*Prompt*.
Pull every line containing "hard" from the listing.

*Task inputs*.
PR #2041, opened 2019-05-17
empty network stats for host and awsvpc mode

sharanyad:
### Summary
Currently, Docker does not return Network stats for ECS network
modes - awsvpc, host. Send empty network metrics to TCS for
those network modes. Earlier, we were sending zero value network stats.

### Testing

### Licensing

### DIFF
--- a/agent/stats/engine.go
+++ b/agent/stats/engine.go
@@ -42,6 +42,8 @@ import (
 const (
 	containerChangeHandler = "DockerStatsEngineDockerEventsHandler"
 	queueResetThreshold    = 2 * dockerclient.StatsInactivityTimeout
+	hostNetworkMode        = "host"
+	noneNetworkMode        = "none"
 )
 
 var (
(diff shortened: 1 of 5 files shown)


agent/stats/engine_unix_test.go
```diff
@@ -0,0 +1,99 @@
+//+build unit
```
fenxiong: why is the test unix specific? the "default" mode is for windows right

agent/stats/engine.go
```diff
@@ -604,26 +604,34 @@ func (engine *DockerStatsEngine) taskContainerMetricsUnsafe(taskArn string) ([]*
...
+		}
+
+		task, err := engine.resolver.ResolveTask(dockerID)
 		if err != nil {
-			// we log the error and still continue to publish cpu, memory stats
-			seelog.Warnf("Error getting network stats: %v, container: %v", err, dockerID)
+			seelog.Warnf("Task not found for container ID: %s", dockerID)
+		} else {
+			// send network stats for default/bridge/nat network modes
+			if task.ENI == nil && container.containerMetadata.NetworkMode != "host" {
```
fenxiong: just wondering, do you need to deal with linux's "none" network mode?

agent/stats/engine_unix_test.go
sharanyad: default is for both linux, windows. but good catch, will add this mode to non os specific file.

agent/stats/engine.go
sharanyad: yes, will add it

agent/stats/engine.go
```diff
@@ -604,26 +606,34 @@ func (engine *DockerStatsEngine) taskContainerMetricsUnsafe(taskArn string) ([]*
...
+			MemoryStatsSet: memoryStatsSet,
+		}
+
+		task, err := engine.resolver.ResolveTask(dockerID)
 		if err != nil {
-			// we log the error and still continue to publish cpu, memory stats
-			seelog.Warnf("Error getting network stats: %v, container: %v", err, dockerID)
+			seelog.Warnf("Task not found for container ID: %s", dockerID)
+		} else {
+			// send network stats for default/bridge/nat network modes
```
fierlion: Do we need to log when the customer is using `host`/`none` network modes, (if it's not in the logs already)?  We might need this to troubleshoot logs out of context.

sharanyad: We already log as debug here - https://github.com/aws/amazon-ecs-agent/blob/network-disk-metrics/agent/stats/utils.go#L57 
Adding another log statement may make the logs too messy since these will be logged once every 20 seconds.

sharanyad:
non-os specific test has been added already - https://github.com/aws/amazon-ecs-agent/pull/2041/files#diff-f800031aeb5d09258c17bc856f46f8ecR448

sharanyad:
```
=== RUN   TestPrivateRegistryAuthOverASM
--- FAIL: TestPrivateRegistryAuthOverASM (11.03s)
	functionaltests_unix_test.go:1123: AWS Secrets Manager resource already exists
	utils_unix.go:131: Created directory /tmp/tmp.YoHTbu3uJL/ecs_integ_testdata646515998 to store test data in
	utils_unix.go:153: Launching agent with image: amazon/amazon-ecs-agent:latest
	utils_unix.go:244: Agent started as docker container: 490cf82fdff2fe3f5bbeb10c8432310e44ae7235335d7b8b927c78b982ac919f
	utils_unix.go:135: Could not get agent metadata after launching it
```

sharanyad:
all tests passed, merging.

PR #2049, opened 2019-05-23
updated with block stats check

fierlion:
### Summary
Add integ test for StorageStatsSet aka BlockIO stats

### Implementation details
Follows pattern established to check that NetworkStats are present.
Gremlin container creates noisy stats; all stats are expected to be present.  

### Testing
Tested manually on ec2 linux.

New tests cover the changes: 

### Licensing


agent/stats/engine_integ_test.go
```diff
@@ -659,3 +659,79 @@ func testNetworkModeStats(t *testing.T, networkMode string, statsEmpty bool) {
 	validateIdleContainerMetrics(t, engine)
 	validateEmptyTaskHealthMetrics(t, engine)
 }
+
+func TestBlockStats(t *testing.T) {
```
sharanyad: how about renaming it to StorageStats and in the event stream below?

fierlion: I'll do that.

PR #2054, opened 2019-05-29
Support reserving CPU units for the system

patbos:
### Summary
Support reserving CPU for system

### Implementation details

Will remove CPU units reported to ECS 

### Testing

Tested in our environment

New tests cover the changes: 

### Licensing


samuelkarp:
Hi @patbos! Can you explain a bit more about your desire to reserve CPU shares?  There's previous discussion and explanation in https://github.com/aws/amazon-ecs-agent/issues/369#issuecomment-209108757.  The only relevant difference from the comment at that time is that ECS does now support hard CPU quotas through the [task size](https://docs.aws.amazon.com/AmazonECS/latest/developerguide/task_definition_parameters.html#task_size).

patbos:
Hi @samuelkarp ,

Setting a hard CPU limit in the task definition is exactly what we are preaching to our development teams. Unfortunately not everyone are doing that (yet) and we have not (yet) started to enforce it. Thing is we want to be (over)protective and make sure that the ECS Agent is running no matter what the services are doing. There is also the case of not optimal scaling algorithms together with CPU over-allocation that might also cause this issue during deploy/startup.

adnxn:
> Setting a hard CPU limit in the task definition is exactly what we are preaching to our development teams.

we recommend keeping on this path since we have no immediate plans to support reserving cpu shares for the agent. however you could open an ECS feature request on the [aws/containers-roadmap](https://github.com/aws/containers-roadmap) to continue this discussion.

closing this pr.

*Answer section*.
Hi @patbos! Can you explain a bit more about your desire to reserve CPU shares?  There's previous discussion and explanation in https://github.com/aws/amazon-ecs-agent/issues/369#issuecomment-209108757.  The only relevant difference from the comment at that time is that ECS does now support hard CPU quotas through the [task size](https://docs.aws.amazon.com/AmazonECS/latest/developerguide/task_definition_parameters.html#task_size).
Setting a hard CPU limit in the task definition is exactly what we are preaching to our development teams. Unfortunately not everyone are doing that (yet) and we have not (yet) started to enforce it. Thing is we want to be (over)protective and make sure that the ECS Agent is running no matter what the services are doing. There is also the case of not optimal scaling algorithms together with CPU over-allocation that might also cause this issue during deploy/startup.
> Setting a hard CPU limit in the task definition is exactly what we are preaching to our development teams.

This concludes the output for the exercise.